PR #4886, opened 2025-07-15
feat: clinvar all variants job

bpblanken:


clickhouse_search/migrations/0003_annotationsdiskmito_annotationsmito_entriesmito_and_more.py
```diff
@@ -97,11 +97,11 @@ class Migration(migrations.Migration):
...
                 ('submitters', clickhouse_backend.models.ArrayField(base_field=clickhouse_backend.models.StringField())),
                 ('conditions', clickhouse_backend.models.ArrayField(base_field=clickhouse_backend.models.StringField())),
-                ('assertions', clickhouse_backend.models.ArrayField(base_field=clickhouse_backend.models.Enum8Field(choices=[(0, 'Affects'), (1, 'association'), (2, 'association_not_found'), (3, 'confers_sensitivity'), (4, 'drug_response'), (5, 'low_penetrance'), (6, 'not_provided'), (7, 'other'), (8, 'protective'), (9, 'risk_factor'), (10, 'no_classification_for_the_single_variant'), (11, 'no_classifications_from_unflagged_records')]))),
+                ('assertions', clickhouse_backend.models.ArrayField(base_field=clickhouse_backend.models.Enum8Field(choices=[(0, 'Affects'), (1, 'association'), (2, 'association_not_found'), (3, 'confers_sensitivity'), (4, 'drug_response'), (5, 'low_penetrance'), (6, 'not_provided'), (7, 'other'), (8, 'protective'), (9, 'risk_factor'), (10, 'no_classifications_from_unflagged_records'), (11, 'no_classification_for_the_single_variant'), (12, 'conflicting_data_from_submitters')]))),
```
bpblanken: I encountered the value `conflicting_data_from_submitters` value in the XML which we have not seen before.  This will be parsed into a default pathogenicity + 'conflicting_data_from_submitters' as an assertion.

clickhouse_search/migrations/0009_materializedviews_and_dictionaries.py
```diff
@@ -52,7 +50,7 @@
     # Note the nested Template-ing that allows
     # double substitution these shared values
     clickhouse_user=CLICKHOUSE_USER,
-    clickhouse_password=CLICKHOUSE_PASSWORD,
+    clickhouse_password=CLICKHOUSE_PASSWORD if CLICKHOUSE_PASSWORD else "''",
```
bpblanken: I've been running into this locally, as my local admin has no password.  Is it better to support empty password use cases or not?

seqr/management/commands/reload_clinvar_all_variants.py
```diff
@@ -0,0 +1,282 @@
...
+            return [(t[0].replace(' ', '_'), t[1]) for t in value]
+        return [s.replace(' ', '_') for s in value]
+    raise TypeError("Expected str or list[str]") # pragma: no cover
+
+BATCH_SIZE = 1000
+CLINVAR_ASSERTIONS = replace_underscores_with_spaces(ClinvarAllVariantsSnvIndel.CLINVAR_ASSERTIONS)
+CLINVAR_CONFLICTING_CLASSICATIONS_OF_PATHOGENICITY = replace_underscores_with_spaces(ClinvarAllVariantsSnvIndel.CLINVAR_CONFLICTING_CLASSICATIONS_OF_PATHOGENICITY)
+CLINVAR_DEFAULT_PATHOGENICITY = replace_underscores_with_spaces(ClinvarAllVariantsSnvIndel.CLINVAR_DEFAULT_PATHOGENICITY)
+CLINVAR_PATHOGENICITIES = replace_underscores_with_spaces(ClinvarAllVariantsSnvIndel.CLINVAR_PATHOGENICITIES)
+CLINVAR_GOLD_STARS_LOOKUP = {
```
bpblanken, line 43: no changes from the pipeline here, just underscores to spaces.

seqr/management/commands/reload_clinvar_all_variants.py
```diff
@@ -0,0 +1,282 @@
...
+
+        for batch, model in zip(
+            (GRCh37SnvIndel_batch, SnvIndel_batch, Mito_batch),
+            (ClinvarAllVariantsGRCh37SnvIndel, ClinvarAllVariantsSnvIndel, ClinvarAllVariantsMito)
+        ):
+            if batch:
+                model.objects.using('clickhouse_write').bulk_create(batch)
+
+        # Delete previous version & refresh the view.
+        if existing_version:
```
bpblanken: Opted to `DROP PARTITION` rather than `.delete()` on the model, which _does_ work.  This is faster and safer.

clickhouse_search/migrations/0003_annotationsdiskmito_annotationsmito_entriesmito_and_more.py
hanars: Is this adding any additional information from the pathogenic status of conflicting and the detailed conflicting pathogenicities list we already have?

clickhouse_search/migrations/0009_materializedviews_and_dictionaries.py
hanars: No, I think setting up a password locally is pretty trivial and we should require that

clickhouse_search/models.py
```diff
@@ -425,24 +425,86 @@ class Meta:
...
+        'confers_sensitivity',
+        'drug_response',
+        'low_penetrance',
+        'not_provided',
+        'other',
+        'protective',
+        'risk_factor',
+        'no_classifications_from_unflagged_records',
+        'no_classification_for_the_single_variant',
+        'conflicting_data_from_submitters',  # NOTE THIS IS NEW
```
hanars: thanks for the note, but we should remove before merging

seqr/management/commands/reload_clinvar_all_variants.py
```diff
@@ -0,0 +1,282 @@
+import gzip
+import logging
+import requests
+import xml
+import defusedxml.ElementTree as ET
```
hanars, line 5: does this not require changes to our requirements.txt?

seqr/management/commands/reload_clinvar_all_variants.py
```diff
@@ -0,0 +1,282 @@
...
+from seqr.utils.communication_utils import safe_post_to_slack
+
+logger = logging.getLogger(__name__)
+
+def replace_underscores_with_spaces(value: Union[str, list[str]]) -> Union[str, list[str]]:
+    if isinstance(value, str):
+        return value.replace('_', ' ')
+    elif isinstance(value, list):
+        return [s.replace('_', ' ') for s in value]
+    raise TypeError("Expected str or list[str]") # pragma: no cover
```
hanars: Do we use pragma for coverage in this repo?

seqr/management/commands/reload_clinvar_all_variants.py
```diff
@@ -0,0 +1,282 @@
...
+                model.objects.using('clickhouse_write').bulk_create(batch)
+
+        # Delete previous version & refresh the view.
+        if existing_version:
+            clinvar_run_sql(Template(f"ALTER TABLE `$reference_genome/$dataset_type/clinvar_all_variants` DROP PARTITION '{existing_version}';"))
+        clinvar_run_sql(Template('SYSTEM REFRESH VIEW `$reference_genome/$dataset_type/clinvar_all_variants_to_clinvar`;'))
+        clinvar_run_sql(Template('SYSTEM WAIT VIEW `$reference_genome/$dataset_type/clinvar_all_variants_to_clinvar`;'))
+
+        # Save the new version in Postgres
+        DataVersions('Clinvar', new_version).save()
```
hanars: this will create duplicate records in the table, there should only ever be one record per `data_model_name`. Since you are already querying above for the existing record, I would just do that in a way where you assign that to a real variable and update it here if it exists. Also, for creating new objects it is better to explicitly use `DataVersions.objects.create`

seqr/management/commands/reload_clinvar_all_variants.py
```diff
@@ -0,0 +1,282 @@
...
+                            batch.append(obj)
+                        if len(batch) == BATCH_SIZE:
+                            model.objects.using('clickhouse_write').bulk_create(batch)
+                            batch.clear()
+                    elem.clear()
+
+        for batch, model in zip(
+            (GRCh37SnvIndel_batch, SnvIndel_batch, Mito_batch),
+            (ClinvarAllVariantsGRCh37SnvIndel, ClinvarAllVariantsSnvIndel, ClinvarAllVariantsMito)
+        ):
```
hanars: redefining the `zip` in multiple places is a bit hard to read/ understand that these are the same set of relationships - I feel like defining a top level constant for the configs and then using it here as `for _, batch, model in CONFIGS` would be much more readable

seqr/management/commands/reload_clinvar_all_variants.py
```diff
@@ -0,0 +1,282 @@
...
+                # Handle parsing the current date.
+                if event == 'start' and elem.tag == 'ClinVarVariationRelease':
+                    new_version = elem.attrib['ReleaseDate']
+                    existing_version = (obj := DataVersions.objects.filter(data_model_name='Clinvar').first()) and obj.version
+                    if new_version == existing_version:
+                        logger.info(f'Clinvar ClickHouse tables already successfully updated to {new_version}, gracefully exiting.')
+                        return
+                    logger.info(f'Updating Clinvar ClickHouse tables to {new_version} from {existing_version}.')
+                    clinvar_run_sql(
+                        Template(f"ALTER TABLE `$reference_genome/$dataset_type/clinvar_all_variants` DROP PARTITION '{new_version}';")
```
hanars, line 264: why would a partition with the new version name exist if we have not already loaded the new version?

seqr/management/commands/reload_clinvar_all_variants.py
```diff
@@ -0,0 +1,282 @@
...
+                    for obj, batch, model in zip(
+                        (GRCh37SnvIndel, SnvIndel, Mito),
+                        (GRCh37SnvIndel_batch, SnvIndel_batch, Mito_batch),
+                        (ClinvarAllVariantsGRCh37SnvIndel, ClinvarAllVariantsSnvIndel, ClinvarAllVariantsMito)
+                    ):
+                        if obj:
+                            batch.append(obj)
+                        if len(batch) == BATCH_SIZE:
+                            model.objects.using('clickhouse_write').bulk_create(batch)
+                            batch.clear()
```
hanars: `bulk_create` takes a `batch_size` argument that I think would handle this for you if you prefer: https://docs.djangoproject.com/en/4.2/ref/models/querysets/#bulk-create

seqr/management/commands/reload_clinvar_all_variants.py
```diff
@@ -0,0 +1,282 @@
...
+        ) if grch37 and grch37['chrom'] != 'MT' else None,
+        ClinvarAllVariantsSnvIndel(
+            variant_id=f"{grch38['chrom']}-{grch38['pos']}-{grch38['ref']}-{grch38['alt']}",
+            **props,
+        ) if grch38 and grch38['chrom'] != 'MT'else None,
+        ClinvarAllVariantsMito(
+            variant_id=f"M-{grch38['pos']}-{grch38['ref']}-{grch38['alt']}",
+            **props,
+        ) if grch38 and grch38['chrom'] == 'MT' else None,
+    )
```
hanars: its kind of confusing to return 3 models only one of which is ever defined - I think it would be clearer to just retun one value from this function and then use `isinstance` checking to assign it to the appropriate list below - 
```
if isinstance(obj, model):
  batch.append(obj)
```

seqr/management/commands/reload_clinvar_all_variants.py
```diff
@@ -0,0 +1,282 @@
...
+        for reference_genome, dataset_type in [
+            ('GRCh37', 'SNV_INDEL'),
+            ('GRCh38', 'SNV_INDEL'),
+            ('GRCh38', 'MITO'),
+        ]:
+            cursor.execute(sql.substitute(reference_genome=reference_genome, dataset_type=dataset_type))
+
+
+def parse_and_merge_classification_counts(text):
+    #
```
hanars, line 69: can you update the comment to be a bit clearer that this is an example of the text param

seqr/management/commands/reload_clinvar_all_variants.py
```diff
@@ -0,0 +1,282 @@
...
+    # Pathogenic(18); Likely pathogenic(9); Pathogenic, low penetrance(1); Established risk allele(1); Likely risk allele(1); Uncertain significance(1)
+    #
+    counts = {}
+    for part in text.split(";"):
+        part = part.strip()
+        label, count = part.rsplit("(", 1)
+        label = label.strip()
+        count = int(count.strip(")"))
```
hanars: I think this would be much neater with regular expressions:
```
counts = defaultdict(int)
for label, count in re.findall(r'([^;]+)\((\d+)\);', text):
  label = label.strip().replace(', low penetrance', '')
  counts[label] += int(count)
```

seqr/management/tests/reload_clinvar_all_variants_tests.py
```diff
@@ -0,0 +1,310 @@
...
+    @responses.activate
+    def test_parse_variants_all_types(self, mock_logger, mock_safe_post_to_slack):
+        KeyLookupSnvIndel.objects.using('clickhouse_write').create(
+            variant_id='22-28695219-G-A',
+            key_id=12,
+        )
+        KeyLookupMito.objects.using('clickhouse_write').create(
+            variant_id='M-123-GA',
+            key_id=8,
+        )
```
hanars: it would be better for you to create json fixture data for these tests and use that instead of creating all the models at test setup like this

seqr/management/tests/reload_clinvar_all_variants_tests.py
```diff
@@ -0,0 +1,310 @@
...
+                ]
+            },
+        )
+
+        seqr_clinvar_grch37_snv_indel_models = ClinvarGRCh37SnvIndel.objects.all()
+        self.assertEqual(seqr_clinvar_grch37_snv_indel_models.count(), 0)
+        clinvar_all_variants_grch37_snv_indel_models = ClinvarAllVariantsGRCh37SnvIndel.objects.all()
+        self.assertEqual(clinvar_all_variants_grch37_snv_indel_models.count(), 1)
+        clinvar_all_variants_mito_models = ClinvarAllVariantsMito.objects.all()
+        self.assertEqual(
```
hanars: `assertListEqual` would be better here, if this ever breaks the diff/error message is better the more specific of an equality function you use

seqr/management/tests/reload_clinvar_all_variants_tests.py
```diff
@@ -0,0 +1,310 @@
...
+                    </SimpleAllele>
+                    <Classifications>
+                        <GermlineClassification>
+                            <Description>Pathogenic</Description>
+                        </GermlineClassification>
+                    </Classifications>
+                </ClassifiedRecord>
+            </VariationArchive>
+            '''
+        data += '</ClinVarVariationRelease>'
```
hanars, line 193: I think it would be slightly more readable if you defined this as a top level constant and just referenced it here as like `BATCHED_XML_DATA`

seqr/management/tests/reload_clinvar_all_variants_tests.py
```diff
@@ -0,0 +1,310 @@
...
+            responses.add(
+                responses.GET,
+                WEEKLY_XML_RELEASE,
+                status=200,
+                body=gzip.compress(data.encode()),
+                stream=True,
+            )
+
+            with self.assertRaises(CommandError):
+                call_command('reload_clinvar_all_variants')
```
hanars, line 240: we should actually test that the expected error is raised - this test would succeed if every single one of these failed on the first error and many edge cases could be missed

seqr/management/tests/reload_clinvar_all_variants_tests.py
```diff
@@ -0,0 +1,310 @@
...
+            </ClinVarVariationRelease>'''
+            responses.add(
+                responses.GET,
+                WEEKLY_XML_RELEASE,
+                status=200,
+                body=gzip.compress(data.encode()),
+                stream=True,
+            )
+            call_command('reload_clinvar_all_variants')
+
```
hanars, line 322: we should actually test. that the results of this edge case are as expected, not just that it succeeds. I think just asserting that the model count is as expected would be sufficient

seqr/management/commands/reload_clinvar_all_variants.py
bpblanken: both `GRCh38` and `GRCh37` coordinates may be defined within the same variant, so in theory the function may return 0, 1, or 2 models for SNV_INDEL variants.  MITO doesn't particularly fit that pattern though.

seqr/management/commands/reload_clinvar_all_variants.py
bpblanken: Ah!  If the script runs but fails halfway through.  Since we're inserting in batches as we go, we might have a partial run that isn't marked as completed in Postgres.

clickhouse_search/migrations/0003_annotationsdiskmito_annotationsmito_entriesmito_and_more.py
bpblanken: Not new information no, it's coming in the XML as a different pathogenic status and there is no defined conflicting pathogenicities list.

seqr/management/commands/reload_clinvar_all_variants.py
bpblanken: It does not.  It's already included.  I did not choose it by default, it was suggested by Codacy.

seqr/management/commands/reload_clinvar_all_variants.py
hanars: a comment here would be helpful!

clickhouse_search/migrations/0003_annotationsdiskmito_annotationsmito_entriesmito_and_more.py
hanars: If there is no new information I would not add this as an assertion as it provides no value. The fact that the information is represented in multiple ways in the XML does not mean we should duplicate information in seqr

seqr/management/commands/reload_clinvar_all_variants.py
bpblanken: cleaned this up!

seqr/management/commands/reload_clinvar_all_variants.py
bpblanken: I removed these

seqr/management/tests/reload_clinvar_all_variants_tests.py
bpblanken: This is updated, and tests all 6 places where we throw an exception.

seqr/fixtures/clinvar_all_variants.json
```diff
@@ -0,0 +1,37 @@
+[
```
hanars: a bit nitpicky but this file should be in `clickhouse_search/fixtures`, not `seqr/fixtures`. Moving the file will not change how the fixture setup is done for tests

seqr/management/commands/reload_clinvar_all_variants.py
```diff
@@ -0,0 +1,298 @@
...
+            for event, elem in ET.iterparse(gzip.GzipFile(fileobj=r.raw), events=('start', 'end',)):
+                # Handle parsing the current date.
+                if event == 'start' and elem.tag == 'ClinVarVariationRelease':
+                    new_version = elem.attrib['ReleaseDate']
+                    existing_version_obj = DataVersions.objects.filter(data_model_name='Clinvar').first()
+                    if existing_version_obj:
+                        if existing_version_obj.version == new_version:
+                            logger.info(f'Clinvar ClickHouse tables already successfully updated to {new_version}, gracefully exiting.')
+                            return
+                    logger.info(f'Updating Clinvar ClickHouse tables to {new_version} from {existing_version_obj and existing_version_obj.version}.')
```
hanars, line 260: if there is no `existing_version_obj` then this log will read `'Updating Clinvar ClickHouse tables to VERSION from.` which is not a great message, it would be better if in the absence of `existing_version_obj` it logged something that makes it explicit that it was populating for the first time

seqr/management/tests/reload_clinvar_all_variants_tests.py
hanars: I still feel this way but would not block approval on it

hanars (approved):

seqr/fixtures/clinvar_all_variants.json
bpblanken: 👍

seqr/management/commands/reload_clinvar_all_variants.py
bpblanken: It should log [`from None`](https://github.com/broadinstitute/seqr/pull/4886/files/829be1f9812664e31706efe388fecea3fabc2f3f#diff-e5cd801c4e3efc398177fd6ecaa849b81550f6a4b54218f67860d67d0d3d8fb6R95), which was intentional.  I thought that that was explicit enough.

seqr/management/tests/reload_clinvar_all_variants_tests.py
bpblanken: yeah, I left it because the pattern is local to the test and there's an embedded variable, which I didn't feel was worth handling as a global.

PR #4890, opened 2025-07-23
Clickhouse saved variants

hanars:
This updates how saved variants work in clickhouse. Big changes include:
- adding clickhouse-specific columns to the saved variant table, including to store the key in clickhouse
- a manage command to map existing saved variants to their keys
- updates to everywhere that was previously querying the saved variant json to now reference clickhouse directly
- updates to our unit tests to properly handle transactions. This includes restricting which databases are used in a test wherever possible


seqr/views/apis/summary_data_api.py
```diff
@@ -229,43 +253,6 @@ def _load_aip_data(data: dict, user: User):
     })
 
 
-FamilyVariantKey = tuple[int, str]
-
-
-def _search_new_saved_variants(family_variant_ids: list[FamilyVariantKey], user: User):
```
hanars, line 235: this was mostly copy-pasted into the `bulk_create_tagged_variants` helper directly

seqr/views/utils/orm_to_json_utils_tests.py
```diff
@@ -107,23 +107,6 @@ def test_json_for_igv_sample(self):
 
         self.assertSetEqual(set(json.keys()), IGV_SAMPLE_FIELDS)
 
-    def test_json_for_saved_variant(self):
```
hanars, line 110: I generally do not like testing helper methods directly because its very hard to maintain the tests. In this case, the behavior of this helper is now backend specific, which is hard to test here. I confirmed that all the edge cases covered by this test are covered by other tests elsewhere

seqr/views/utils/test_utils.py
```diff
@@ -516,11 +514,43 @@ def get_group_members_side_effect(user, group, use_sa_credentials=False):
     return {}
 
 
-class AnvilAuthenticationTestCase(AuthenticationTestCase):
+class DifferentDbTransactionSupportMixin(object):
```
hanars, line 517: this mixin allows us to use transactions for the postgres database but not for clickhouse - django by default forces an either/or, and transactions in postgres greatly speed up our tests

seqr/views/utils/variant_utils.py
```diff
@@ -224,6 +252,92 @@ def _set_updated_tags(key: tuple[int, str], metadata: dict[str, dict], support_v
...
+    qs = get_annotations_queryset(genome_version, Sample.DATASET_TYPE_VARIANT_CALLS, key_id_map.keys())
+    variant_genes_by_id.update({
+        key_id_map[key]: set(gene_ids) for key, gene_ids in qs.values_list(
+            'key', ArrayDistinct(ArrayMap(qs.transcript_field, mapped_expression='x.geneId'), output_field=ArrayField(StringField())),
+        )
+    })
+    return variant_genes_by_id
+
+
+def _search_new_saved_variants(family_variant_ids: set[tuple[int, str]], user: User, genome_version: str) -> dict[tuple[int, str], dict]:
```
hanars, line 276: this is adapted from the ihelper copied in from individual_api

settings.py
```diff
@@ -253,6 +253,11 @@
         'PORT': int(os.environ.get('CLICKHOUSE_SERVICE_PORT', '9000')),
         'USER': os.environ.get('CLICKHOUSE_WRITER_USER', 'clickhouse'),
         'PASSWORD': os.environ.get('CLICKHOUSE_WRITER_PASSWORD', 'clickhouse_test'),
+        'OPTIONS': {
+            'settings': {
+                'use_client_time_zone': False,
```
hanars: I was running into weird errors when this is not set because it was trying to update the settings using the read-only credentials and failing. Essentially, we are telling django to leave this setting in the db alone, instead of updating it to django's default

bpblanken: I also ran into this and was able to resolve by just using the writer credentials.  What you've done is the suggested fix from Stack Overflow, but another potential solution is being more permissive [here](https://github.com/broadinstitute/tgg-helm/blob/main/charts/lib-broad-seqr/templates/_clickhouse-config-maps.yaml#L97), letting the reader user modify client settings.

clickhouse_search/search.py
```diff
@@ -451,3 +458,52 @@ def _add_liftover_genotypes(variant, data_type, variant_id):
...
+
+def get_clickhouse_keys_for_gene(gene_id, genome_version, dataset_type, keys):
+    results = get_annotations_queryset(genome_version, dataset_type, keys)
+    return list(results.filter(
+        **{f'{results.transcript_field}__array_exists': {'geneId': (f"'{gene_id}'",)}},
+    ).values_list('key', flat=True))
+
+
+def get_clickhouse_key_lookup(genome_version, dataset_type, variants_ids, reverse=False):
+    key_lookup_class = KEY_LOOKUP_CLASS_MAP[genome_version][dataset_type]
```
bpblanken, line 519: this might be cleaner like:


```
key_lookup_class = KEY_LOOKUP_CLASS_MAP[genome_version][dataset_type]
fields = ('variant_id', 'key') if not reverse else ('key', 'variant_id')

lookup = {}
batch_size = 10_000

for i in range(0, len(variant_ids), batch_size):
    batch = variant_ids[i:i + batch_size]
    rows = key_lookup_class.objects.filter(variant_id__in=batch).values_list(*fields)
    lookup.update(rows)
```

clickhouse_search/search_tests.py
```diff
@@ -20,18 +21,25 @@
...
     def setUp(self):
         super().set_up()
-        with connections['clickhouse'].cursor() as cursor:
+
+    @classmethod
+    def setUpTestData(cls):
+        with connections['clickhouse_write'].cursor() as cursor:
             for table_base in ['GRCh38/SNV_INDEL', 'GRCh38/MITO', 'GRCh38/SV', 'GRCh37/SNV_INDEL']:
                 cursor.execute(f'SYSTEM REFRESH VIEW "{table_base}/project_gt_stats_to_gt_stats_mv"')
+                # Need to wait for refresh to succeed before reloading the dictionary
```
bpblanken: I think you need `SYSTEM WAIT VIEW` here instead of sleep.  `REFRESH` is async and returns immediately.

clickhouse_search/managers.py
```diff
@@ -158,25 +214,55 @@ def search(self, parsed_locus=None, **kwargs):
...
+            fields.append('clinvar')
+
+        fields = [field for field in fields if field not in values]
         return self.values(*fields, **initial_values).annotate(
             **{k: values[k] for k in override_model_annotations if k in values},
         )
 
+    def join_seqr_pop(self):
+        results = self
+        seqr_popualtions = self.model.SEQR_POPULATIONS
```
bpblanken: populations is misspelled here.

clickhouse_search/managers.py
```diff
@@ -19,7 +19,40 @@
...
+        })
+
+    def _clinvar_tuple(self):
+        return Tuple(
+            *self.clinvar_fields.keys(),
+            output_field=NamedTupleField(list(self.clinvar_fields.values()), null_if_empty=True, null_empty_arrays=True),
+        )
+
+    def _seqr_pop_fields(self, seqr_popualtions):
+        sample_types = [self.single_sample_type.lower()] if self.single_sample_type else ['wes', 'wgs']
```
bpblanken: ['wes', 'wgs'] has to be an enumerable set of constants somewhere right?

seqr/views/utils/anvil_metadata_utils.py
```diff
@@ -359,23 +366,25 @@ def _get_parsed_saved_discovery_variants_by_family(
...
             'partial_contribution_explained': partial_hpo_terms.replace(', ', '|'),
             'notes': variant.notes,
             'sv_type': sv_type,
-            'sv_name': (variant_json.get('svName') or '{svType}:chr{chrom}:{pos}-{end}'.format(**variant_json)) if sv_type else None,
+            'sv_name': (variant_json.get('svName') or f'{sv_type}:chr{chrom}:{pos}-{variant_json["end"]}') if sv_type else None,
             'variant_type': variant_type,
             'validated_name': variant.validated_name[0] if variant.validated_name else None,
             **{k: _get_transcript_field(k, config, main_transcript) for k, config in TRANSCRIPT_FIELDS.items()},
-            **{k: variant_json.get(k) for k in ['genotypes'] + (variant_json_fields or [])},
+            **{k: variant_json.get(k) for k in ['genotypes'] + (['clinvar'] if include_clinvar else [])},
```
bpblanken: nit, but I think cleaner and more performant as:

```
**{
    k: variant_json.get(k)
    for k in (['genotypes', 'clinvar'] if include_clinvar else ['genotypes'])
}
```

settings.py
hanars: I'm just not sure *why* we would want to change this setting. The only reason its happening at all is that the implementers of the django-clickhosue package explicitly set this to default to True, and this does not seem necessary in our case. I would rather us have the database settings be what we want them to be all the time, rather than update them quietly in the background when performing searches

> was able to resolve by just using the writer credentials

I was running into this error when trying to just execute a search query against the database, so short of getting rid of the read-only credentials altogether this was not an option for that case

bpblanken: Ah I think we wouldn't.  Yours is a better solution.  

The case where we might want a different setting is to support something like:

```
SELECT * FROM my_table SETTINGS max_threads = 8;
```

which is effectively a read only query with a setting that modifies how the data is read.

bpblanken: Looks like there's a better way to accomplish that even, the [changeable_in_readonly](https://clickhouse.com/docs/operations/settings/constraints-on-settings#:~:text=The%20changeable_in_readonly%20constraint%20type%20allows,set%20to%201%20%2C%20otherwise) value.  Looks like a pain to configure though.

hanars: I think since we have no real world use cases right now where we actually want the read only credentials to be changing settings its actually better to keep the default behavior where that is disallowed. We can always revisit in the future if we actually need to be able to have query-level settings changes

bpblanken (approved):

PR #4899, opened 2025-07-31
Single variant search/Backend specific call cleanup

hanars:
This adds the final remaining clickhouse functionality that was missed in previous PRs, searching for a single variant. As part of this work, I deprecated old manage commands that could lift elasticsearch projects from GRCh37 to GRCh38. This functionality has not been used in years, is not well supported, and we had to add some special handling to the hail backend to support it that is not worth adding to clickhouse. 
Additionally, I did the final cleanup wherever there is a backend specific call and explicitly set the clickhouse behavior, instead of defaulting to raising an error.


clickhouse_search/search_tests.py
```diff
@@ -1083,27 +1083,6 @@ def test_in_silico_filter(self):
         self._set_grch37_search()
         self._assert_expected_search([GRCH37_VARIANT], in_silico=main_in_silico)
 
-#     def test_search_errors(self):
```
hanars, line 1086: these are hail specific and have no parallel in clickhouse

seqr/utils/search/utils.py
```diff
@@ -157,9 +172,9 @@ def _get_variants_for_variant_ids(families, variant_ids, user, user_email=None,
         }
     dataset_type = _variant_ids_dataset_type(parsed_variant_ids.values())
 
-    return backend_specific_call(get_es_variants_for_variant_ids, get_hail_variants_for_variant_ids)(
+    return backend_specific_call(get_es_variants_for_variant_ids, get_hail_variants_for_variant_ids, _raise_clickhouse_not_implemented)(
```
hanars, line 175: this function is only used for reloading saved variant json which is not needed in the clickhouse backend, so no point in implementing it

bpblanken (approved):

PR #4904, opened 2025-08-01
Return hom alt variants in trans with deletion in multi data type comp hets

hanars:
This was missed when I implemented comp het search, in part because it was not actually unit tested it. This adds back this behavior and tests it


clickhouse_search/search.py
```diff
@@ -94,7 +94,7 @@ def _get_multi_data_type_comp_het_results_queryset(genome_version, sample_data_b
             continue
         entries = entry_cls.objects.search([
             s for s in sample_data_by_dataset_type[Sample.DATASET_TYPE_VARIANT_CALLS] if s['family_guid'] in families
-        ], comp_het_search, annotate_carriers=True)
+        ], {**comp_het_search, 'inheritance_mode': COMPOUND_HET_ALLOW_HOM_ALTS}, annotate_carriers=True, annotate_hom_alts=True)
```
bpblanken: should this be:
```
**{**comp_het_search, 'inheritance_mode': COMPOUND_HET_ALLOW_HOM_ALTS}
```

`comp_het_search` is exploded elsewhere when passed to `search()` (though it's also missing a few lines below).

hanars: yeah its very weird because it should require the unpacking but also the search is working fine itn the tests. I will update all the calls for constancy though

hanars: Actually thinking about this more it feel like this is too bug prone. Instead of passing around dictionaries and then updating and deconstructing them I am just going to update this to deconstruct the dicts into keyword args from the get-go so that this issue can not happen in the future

□ □ □ □

§ Problem requirements: Lines that contain "readable" are the result; find them in the entries above and copy each one.

§ Solution for this problem:
hanars: redefining the `zip` in multiple places is a bit hard to read/ understand that these are the same set of relationships - I feel like defining a top level constant for the configs and then using it here as `for _, batch, model in CONFIGS` would be much more readable
hanars, line 193: I think it would be slightly more readable if you defined this as a top level constant and just referenced it here as like `BATCHED_XML_DATA`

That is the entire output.